PR #28, opened 2016-10-23
Send email with confirmation url

monikasulik:
https://uktrade.atlassian.net/browse/ED-143
Not all the stuff that needs to be done as part of ED-143 is here. AFAIK, still need to do:
* save when email gets confirmed
* let directory-ui know that email has been confirmed

Also, this PR is using a test template atm.


monikasulik:
@konradko Atm CircleCI is failing because the API and service keys are not in the env variables. Where should these be added and what should be added? (as I'm mocking stuff, we can probably put in completely fake ones)

enrolment/queue.py
```diff
@@ -233,3 +242,16 @@ def save_company(self, aims, number):
 
         serializer.is_valid(raise_exception=True)
         return serializer.save()
+
+    def send_confirmation_email(self, user):
+        service_id = settings.NOTIFY_SERVICE_ID
+        api_key = settings.NOTIFY_API_KEY
+        template_id = settings.CONFIRMATION_EMAIL_TEMPLATE_ID
+        user.confirmation_code = get_random_string(64).lower()
```
monikasulik: There were many potential places where this could be done. I can explain why I decided to do it here if there are questions about this.
Possibly should check whether confirmation_code is already filled in so this can be used for resending also?

enrolment/queue.py
```diff
@@ -177,13 +179,20 @@ def process_enrolment(self, json_payload, sqs_message_id):
...
-        self.save_user(
+        user = self.save_user(
             company_email=payload['company_email'],
             name=payload['personal_name'],
             referrer=payload['referrer'],
             plaintext_password=payload['password'],
             company=company,
         )
+        # If there's an exception during email sending, the db
+        # transaction should complete and the exception should be logged
```
monikasulik: Is this the correct behaviour? This is what I assumed was probably best, but definitely worth verifying.

api/settings.py
```diff
@@ -182,3 +182,16 @@
 
 AUTH_USER_MODEL = 'user.User'
 ACCOUNT_USER_MODEL_USERNAME_FIELD = 'company_email'
+
+# Settings for Gov UK Notify
+# NOTE: The service id & api key can be generated at
+# https://www.notifications.service.gov.uk
+# in the API Integration > API Keys section
+
+NOTIFY_SERVICE_ID = os.getenv("GOV_UK_NOTIFY_SERVICE_ID")
```
konradko: easier to have same name for both the django setting and the env var, e.g.

```
GOV_NOTIFY_SERVICE_ID = os.getenv("GOV_NOTIFY_SERVICE_ID")
```

api/settings.py
```diff
@@ -182,3 +182,16 @@
...
+NOTIFY_API_KEY = os.getenv("GOV_UK_NOTIFY_API_KEY")
+# TODO: This is a temporary test template. Needs to be changed.
+# Template must contain ((confirmation url)) variable
+CONFIRMATION_EMAIL_TEMPLATE_ID = "db881d48-9eba-4401-acea-ebc1609db31e"
```
konradko: should also be retrieved from settings

api/settings.py
```diff
@@ -182,3 +182,16 @@
...
 AUTH_USER_MODEL = 'user.User'
 ACCOUNT_USER_MODEL_USERNAME_FIELD = 'company_email'
+
+# Settings for Gov UK Notify
+# NOTE: The service id & api key can be generated at
+# https://www.notifications.service.gov.uk
+# in the API Integration > API Keys section
+
+NOTIFY_SERVICE_ID = os.getenv("GOV_UK_NOTIFY_SERVICE_ID")
+NOTIFY_API_KEY = os.getenv("GOV_UK_NOTIFY_API_KEY")
```
konradko: ditto

api/settings.py
```diff
@@ -182,3 +182,16 @@
...
+# TODO: This is a temporary test template. Needs to be changed.
+# Template must contain ((confirmation url)) variable
+CONFIRMATION_EMAIL_TEMPLATE_ID = "db881d48-9eba-4401-acea-ebc1609db31e"
+# TODO: What is the correct url?
+CONFIRMATION_URL_TEMPLATE = "http://localhost/confirm?token=%s"
```
konradko: same, should be from env vars

enrolment/queue.py
konradko: would be better for the ogic of user / company creation to reside in ``enrolment.models`` (and connect them to post-save signal of the ``Enrolment`` model) instead of the queue module.

As for ``send_confirmation_email``, it should not be part of the transaction - better to hook it up to the post-save signal of ``User``.

enrolment/queue.py
konradko: we need a unique identifier, so better to use ``str(uuid.uuid4())``, we can also include user id in the confirmation URL (UUID is 36 chars, so we can concatenate it).

enrolment/queue.py
konradko: mind that was actually moved to serializers by @richtier in https://github.com/uktrade/directory-api/pull/24 - conflicts

api/settings.py
monikasulik: But I presume we do want a default or no? I should probably ticket this, so that a proper template (rather than my testing one) is created.

api/settings.py
monikasulik: Is there a default I should use?

enrolment/queue.py
monikasulik: I did actually think very seriously about adding the creation of the confirmation code and sending of the email to the user model. In the end decided not to because I could imagine all kinds of edge cases where maybe we wouldn't want this to happen (adding superusers for django's admin for example or having to manually change something/add a user because a site user is having problems etc.). I also thought that email sending would probably be something that we would want to do in a queue if we're worried about spikes?
How do you feel about me putting the whole confirmation code/email send logic into the serializer as per what's in @richtier 's PR? To me I think that seems the most sensible option atm (but I could well still change my mind ;)).

enrolment/queue.py
monikasulik: The only reason I went with a 64 char random string using django utils was that that's what allauth does :) Figured they probably knew what they were doing. But I'm happy to do uuid - makes sense to me. Don't think there's any point in having it longer than 36 chars or is there?

api/settings.py
```diff
@@ -70,7 +70,9 @@
 # https://docs.djangoproject.com/en/1.9/ref/settings/#databases
 
 DATABASES = {
-    'default': dj_database_url.config()
+    'default': dj_database_url.config(
+        default="postgres://test:test@localhost:5432/directory-test"
```
richtier: I prefer removing this and instead requiring it to be specified in env variables.

Motivation is without `default` - if the docker command running the app was to miss the `DATABASE_URL` then the app would fail with obvious error much easier to debug. If it defaulted to test db it would be more difficult to debug,

enrolment/queue.py
richtier: that logic now lives inside the Enrolment serializer.

api/settings.py
```diff
@@ -184,3 +184,8 @@
 ACCOUNT_USER_MODEL_USERNAME_FIELD = 'company_email'
 
 COMPANIES_HOUSE_API_KEY = os.getenv('COMPANIES_HOUSE_API_KEY')
+
+# Settings for Confirmation Emails
+CONFIRMATION_EMAIL_SUBJECT = 'Confirm your email address'
```
konradko: should also be an env var

enrolment/queue.py
```diff
@@ -144,6 +144,13 @@ def is_postgres_unique_violation_error(exception):
 
     def process_enrolment(self, sqs_message_id, json_payload):
         """Persis the message in enrolment.models.Enrolment
+        # If there's an exception during email sending, the db
```
konradko: this logic should not reside in the queue worker, models / serializers are a better place

enrolment/queue.py
```diff
@@ -144,6 +144,13 @@ def is_postgres_unique_violation_error(exception):
...
+        # transaction should complete and the exception should be logged
+        try:
+            self.send_confirmation_email(user)
+        except:
```
konradko: should catch specific errors

makefile
```diff
@@ -119,8 +121,10 @@ DEBUG_CREATE_DB := \
 debug_db:
 	$(DEBUG_SET_ENV_VARS) && $(DEBUG_CREATE_DB)
 
+PYTEST_DEBUG := pytest . --cov=. -s $(pytest_args)
+
 debug_test:
-	$(DEBUG_SET_ENV_VARS) && $(PYTEST)
+	$(DEBUG_SET_ENV_VARS) && $(PYTEST_DEBUG)
```
konradko: this looks same as ``PYTEST`` - the reason for using one var is for circleci tests and local tests to use the same command

templates/confirmation_email.html
```diff
@@ -0,0 +1 @@
+<a href="{{ confirmation_url }}">Confirmation url</a>
```
konradko: We need a ticket for creating proper template

user/signals.py
```diff
@@ -0,0 +1,27 @@
+import uuid
+
+from django.conf import settings
+from django.core.mail import EmailMultiAlternatives
+from django.template.loader import render_to_string
+
+
+def send_confirmation_email(sender, instance, created, *args, **kwargs):
+    if not created or not instance.company_email:
```
konradko: is this possible?

user/tests/test_signals.py
```diff
@@ -0,0 +1,71 @@
+import pytest
+from django.conf import settings
+from django.core import mail
+
+from user.models import User
+from user.signals import send_confirmation_email
+
+
+GOV_NOTIFY_EMAIL_METHOD = (
```
konradko: looks like a leftover

enrolment/queue.py
monikasulik: I think from a conversation we had earlier, when sending email we're not going to catch unexpected errors at all, so this code shouldn't be anywhere, much less so in the docstring of a method :)

makefile
monikasulik: I added the -s option in PYTEST_DEBUG cause I actually rather need it when debugging. On the other hand circleci shouldn't really have -s enabled cause it'll mean lots of unnecessary debug logging appearing etc. I can remove the whole thing if you prefer though.

api/settings.py
```diff
@@ -47,7 +47,7 @@
 TEMPLATES = [
     {
         'BACKEND': 'django.template.backends.django.DjangoTemplates',
-        'DIRS': [],
+        'DIRS': ['templates'],
```
konradko: shouldn't this be absolute path?

user/apps.py
```diff
@@ -1,5 +1,12 @@
...
 
+from django.db.models.signals import post_save
+
+from user.signals import send_confirmation_email
+
 
 class UserConfig(AppConfig):
     name = 'user'
+
+    def ready(self):
```
konradko: nice, finally a good place for signals

user/signals.py
konradko: ``company_email`` is nullable / allows blank?

user/signals.py
```diff
@@ -0,0 +1,27 @@
...
+        return
+
+    if not instance.confirmation_code:
+        instance.confirmation_code = str(uuid.uuid4())
+        instance.save()
+
+    subject = settings.CONFIRMATION_EMAIL_SUBJECT
+    from_email = settings.CONFIRMATION_EMAIL_FROM
+    url = settings.CONFIRMATION_URL_TEMPLATE % instance.confirmation_code
```
konradko: ``.format(confirmation_code=instance.confirmation_code)`` would be more explicit

user/signals.py
```diff
@@ -0,0 +1,27 @@
...
+
+    text_body = render_to_string('confirmation_email.txt',
```
konradko: kwargs are nice :P

templates/confirmation_email.html
konradko: 👍

user/signals.py
monikasulik: Nope, company_email is not nullable and does not allow blank. But allowing or not allowing blank is just a validation thing (possible to bypass) and not null does not prohibit empty strings.

konradko: true

api/settings.py
monikasulik: Tests claim that it works as it is, so I assumed this was fine?

user/signals.py
monikasulik: I can put the context into a separate variable so it's DRY, but can't actually use it as kwargs here ;) But I might be misunderstanding something.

§ **WORK TASK**: Return the material exactly as it stands above, but only from its first line to the line containing "email gets confirmed", both ends included.

§ **THE ANSWER**:
PR #28, opened 2016-10-23
Send email with confirmation url

monikasulik:
https://uktrade.atlassian.net/browse/ED-143
Not all the stuff that needs to be done as part of ED-143 is here. AFAIK, still need to do:
* save when email gets confirmed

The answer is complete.